>>>>>
PR #3560, opened 2020-01-15
wp.data Settings Refactor: update settings state

psealock:
This PR changes the shape of settings state. Specifically, it removes the `group` property because changes introduced in #3430 make in not necessary.

New state has a shape like this.

```js
const state = {
	error, // error messages
	lastReceived // timestamp
	ids,  // array of data property names
	dirty, // array of property ids that have been changed without persistence
	[ id ]: { data, error, lastReceived }, // a sample data entry
}
```

### Testing Instructions

1. Load the settings page and make sure it renders
2. Change and save a settings
3. Make sure its working


client/analytics/settings/config.js
```diff
@@ -22,8 +22,9 @@ const DEFAULT_ORDER_STATUSES = [
 	'pending',
 	'on-hold',
 ];
+const DEFAULT_DATE_RANGE = 'period=month&compare=previous_year';
```
psealock: This default was added by the client in `client/settings`, but I think it belongs here because its a default that does not come from the server and is only required here.

rrennick:
> My only comment/question is whether or not we may need this code for other setting groups in the future. It seems like an opportunity to make this code reusable for other settings pages in the future.

Also, can we provide some utility to other extensions?

psealock:
Great point here @joshuatf about reusability by extension. I am wondering if I've jumped the gun on this one. The core of the issue is that groups allows for addition/removal of settings properties in its own namespace. However, as it is now, there's no reason an extension can't use this data store. 

```js
// in PHP or wherever
window.extSettings = { my_setting: 123 };

// index.js
const appRoot = document.getElementById( 'root' );
render( withSettingsHydration( window.extSettings )( ExtensionApp ), appRoot );

// app.js
const ExtensionApp = () => {
	const { my_setting } = useSettings( [ 'my_setting' ] );
	
	return (
		<div>{ my_setting }</div>
	);
}
```
The only caveat to that is unique groups avoid collision of duplicate properties and allow for wholesale removal. Are these points (or any others I'm not seeing) enough of a downside to keep things the way they are?

nerrad:
It looks like the reason why there was a group (that I could see) is because the settings endpoint appeared to use that in it's route.  Are there any other routes that might be other groups other than `wc_admin`? 

According to the [controller](https://github.com/woocommerce/woocommerce-rest-api/blob/master/src/Controllers/Version4/Settings.php) it looks like there could be?  If so, and you want extensions to be able to use this data store powered by the REST API (and the `Settings` route) for "groups" other than wc_admin then I think you'll have to abandon this pull. Otherwise, you tightly couple this data store to _only_ the `wc_admin` group using the `Settings` api.

I see two choices here:

- keep this refactor but move the data store into `client/` (because it's utility is specific to the wc-admin app).
- drop this refactor and keep in `packages` to be published as a package because then other woo products can consume the package to use the same interface for interacting with other registered settings groups (along with `wc_admin`).

psealock:
>It looks like the reason why there was a group (that I could see) is because the settings endpoint appeared to use that in it's route. 

Oh yes, of course. I overlooked this aspect.

>Are there any other routes that might be other groups other than wc_admin?

I don't think so. But I think abandoning this pull request is the best way forward. This allow for use of the API settings endpoint by extensions.

PR #3573, opened 2020-01-15
Re-add stockStatuses to wcSettings

psealock:
Stock Statuses were missing from `wcSettings`

This pr adds `stockStatuses` to the settings object.

### Before

Screen Shot 2020-01-16 at 10 27 19 AM

### After

Screen Shot 2020-01-16 at 10 27 37 AM

### Detailed test instructions:

1. Ensure stock statuses are displayed on the Stock Report

PR #3574, opened 2020-01-16
Reports: Use new data store

psealock:
Depends on https://github.com/woocommerce/woocommerce-admin/pull/3560

Migrate the Reports pages away from using `@woocommerce/wc-admin-settings` as a source for settings in favour of the new settings data store found in packages.

When reviewing this PR, I'd suggest adding the `?w=1` parameter to avoid looking at whitespace changes.

Make sure the Reports are functioning as they should.

You may notice stock statuses aren't rendering in the Stock Report. That fix is in https://github.com/woocommerce/woocommerce-admin/pull/3573

### DIFF
--- a/packages/data/src/settings/selectors.js
+++ b/packages/data/src/settings/selectors.js
@@ -30,7 +30,7 @@ export const getIsDirty = ( state, keys = [] ) => {
 export const getSettingsForKeys = ( state, keys ) => {
 	const allSettings = getSettings( state );
 	return keys.reduce( ( accumulator, key ) => {
-		accumulator[ key ] = allSettings[ key ] || null;
+		accumulator[ key ] = allSettings[ key ];
 		return accumulator;
 	}, {} );
 };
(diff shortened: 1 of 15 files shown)


packages/data/src/settings/selectors.js
```diff
@@ -30,7 +30,7 @@ export const getIsDirty = ( state, keys = [] ) => {
 export const getSettingsForKeys = ( state, keys ) => {
 	const allSettings = getSettings( state );
 	return keys.reduce( ( accumulator, key ) => {
-		accumulator[ key ] = allSettings[ key ] || null;
+		accumulator[ key ] = allSettings[ key ];
```
psealock: In order to allow destructuring with defaults, these values need to be `undefined`.

psealock:
closing in favour of https://github.com/woocommerce/woocommerce-admin/pull/3581 which has similar changes, but different base.

PR #3580, opened 2020-01-16
Avoid redundant/unnecessary cleanup.

jeffstieler:
Found while testing #3392.

The feature plugin doesn't need to clean up when the core package exists.

This PR adds a constant `WC_ADMIN_PACKAGE_EXISTS` when WooCommerce Admin exists within core WooCommerce.

When the constant is present, the plugin won't "clean up" on deactivation because that would disrupt the version loaded from core.

**NOTE:** This PR **does not** provide a mechanism to handle divergence between the feature plugin and the core package. Any changes to DB schema, event scheduling, etc, will need to be considered and potentially handled in the future. (Should plugin users decide to deactivate)

- Copy `src/Package.php` to `packages/woocommerce-admin/src/Package.php` in your `woocommerce` directory (running https://github.com/woocommerce/woocommerce/pull/25011)
- Activate `woocommerce-admin` from this PR is active
- Deactivate `woocommerce-admin`
- Verify that the `wc_admin_daily` cron event still exists (use WP Crontrol)

### DIFF
--- a/src/Install.php
+++ b/src/Install.php
@@ -379,6 +379,7 @@ class Install {
 		if ( ! wp_next_scheduled( 'wc_admin_daily' ) ) {
 			wp_schedule_event( time(), 'daily', 'wc_admin_daily' );
 		}
+		// @todo This is potentially redundant when the core package exists.
 		wp_schedule_single_event( time() + 10, 'generate_category_lookup_table' );
 	}
 
--- a/src/FeaturePlugin.php
+++ b/src/FeaturePlugin.php
@@ -96,6 +96,12 @@ class FeaturePlugin {
 	 * @return void
 	 */
 	public function on_deactivation() {
+		// Don't clean up if the WooCommerce Admin package is in core.
+		// NOTE: Any future divergence from the core package will need to be accounted for here.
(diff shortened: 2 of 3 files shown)


src/Install.php
```diff
@@ -379,6 +379,7 @@ public static function create_events() {
 		if ( ! wp_next_scheduled( 'wc_admin_daily' ) ) {
 			wp_schedule_event( time(), 'daily', 'wc_admin_daily' );
 		}
+		// @todo This is potentially redundant when the core package exists.
```
rrennick: Could this be conditional on a `wp_next_scheduled()` check?

jeffstieler: I don't think `wp_next_scheduled()` will work here because it's not a recurring event.

jeffstieler: It could stop queuing two events, but if the first has already run and completed - we'd schedule another one.

jeffstieler:
Going to merge - the redundant category lookup generation isn't a huge deal.

src/Install.php
rrennick: Better for a follow up then.

PR #86, opened 2017-02-09
New pressure gradient

tkarna:
Reimplemented internal pressure gradient formulation

- Remove the silly mode-split formulation
- Compute internal pressure gradient as a new diagnostic field
- Add new options to tackle pressure gradient errors:
    - `use_quadratic_pressure`: use P2DGxP2 for r and int_pg
    - `use_quadratic_density`: use P2DGxP2 for density (for nonlinear equation of state)
- Adds DOME example


tkarna:
Travis seems to be broken:
```
Specified virtualenv '/home/travis/install/firedrake' already exists
Can't install into existing virtualenv '/home/travis/install/firedrake'
```

wence-:
That is an odd error on travis: I don't understand what's borked with the caches.  Travis claims there are no caches to delete, and yet it is loading something (but obviously not everything) from cache.

I fixed an actual bug that drone had picked up.

We could drop the travis builder: is it testing anything that drone is not?

tkarna:
Thanks. Travis runs just a subset of the full test suite. So yes, we could drop it. Thus far Travis has been more robust than drone though. E.g. the latest drone build shows some system error that I don't understand. But if we can make drone more reliable we don't really need travis.

tkarna:
Everything seems to work now, I'm going to merge this.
<<<<<
TASK TO CARRY OUT
Consider the entries above and return each line with the string "class".

TASK RESPONSE
@@ -379,6 +379,7 @@ class Install {
@@ -96,6 +96,12 @@ class FeaturePlugin {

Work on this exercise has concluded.